(Beginning of DATASET ENTRIES)

PR #821, opened 2017-07-12
Rework default behavior of col class

### LINKED ISSUE #819: easy way to make flexible, equal width children elements
There should be a way in Assembly to make an  equal-width flexible grid with any number of children (if two children, they're both 50% width, if 3 children, they're all 33.333% width, ect). Flexbox makes this easy. We could add a utility:

```css
.flex-child--equal {
  flex-basis: 0;
  flex-grow: 1;
  flex-shrink: 1;
}
```

_Otherwise_, and I think this is the better idea, we could make the `.col` class take on this behavior by default. Thoughts @mapbox/frontend ?

samanpwbb:
col class now defaults to proportional width, flexible column styling. Modifier is now optional. Closes #819

I am not going to consider this a breaking change. Is everyone okay with that decision? Although, I guess, according to semver, that distinction doesn't matter yet.

### DIFF
--- a/site/catalog/grids.js
+++ b/site/catalog/grids.js
@@ -69,7 +69,14 @@ class Grids extends React.Component {
           Grid
         </h2>
 
-        <h3 className='mb12 txt-m txt-bold color-darken50 txt-uppercase txt-s'>Standard grid</h3>
+        <h3 className='mb12 txt-m txt-bold color-darken50 txt-uppercase txt-s'>Uncontrolled grid</h3>
+        <div className='txt-s grid mb18'>
+          {[...Array(12)].map((i) => <div key={i} className='col'>
+            <div className='border px3 py3'>col</div>
+          </div>)}
+        </div>
+
+        <h3 className='mb12 txt-m txt-bold color-darken50 txt-uppercase txt-s'>Standard controlled grid</h3>
         {GridEls}
 
         <h3 className='mb12 mt60 txt-m txt-bold color-darken50 txt-uppercase txt-s'>Grid with gutters</h3>
--- a/src/layout.css
+++ b/src/layout.css
@@ -46,47 +46,69 @@
  */
 
 /**
- * Grids are made by adding the `grid` class to a parent and `col col--{size}` classes to children. Column classes include `*-mm`, `*-ml`, and `*-mxl` variations to target screen sizes.
+ * Grids require at minimum two elements: A parent with the class `grid` and a child with the class `col`. By default, each `col` in a grid will occupy equal space. The `grid` class includes `*-mm`, `*-ml`, and `*-mxl` variations to target screen sizes.
  *
- * Grids and their columns use margin and padding for layout, so you should not apply any other margin or padding to these elements. Instead, apply such styling to parent and child elements, and use these elements for the grid layout only.
+ * When using these classes, do not apply left or right margin or padding directly to the \`grid\` or \`col\` elements or you will face unexpected side-effects.
  *
  * @group
  * @memberof Grid
  * @example
  * <div class='grid'>
- *   <div class='col col--2 border border--darken10'>col--2</div>
- *   <div class='col col--4 border border--darken10'>col--4</div>
- *   <div class='col col--6 border border--darken10'>col--6</div>
+ *   <div class='col border border--darken10'>one</div>
+ *   <div class='col border border--darken10'>two</div>
+ *   <div class='col border border--darken10'>three</div>
  * </div>
  */
 .grid {
   display: flex !important;
   flex-wrap: wrap !important;
 }
-
 .col {
-  display: block !important;
+  display: block;
   max-width: 100%;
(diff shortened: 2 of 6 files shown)


site/catalog/grids.js
```diff
@@ -69,7 +69,14 @@ class Grids extends React.Component {
           Grid
         </h2>
 
-        <h3 className='mb12 txt-m txt-bold color-darken50 txt-uppercase txt-s'>Standard grid</h3>
+        <h3 className='mb12 txt-m txt-bold color-darken50 txt-uppercase txt-s'>Uncontrolled grid</h3>
+        <div className='txt-s grid mb18'>
+          {[...Array(12)].map(() => <div className='col'>
```
davidtheclark: `Warning: Each child in an array or iterator should have a unique "key" prop.`

src/layout.css
```diff
@@ -46,48 +46,67 @@
  */
 
 /**
- * Grids are made by adding the `grid` class to a parent and `col col--{size}` classes to children. Column classes include `*-mm`, `*-ml`, and `*-mxl` variations to target screen sizes.
+ * Grids require at minimum two elements: A parent with the class `grid` and a child with the class `col`. By default, each `col` in a grid will occupy equal space. The `grid` class includes `*-mm`, `*-ml`, and `*-mxl` variations to target screen sizes.
  *
- * Grids and their columns use margin and padding for layout, so you should not apply any other margin or padding to these elements. Instead, apply such styling to parent and child elements, and use these elements for the grid layout only.
+ * When using these classes, do not apply left or right margin or padding directly to the \`grid\` or \`col\` elements or you will face unexpected side-effects.
  *
```
davidtheclark, line 52: Here's a common situation: you want each of three blocks to be full-width, vertically stacked, in narrow viewports, then to be even-width columns in wider viewports. If we want to allow this to work without specifying a column number for those wider viewports, then I think we might need another class, like `col--even` which will have media variants: `col col--12 col--even-mm`?

src/layout.css
```diff
@@ -46,48 +46,67 @@
...
  * @group
  * @memberof Grid
  * @example
  * <div class='grid'>
- *   <div class='col col--2 border border--darken10'>col--2</div>
- *   <div class='col col--4 border border--darken10'>col--4</div>
- *   <div class='col col--6 border border--darken10'>col--6</div>
+ *   <div class='col border border--darken10'>one</div>
+ *   <div class='col border border--darken10'>two</div>
+ *   <div class='col border border--darken10'>three</div>
```
davidtheclark, line 59: How does this work if not *all* the columns in the grid are bare `col`s? What if you have `col`, `col col--3`, `col col--2`?

samanpwbb: It works well! I had to rewrite the col--{x} rules a bit to make it work though. There's a example of this in the col--{x} case.

davidtheclark: We should document this behavior — I don't think I saw it in the docs?

src/layout.css
samanpwbb: In that case, introducing the grid only at `-mm` would also be an acceptable solution: `col-mm` would do the trick. If you needed guaranteed full width at small sizes, `w-full w-auto-mm col-mm` would work. If other people like the feel of `col col--12 col--even-mm` I'd be okay with adding it though

src/layout.css
samanpwbb: Updated the documentation!

src/layout.css
samanpwbb: cc: @mapbox/frontend – any opinions on this?

jfurrow: I don't feel super strongly, but it seems intuitive to me to use the `col-mm` class to achieve this behavior ("this element will be a column in medium viewports").

dasulit: ➕ to using media queries for col

src/layout.css
```diff
@@ -46,48 +46,70 @@
...
-.col--7 { width: 58.3333% !important; }
-.col--8 { width: 66.6666% !important; }
-.col--9 { width: 75% !important; }
-.col--10 { width: 83.3333% !important; }
-.col--11 { width: 91.6666% !important; }
-.col--12 { width: 100% !important; }
+/**
+ * Specify a percentage-based width for a `col` in a grid. `col` elements that do _not_ have `col--{size}`
+ * modifiers but are siblings of `col`s that do have modifiers, will retain their default behavior by proportionally
+ * occuping the remaining space.  occupying the remaining space. `col--{size}` classes include `*-mm`, `*-ml`, and `*-mxl` variations
```
dasulit: `occupying the remaining space` is repeated! don't forget the `y`

src/layout.css
samanpwbb: Added col--auto for overriding col--{size} classes 👍

samanpwbb:
@mapbox/frontend how about one more final review here before I merge?

davidtheclark (approved):
👍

(End of DATASET ENTRIES)

**TASK DESCRIPTION**
Repeat word for word the lines above that run from the line containing "col class now" through the line containing "className='border px3 py3'>col</div>", both ends included, and nothing else.

**RESPONSE BELOW**
col class now defaults to proportional width, flexible column styling. Modifier is now optional. Closes #819

I am not going to consider this a breaking change. Is everyone okay with that decision? Although, I guess, according to semver, that distinction doesn't matter yet.

### DIFF
--- a/site/catalog/grids.js
+++ b/site/catalog/grids.js
@@ -69,7 +69,14 @@ class Grids extends React.Component {
           Grid
         </h2>
 
-        <h3 className='mb12 txt-m txt-bold color-darken50 txt-uppercase txt-s'>Standard grid</h3>
+        <h3 className='mb12 txt-m txt-bold color-darken50 txt-uppercase txt-s'>Uncontrolled grid</h3>
+        <div className='txt-s grid mb18'>
+          {[...Array(12)].map((i) => <div key={i} className='col'>
+            <div className='border px3 py3'>col</div>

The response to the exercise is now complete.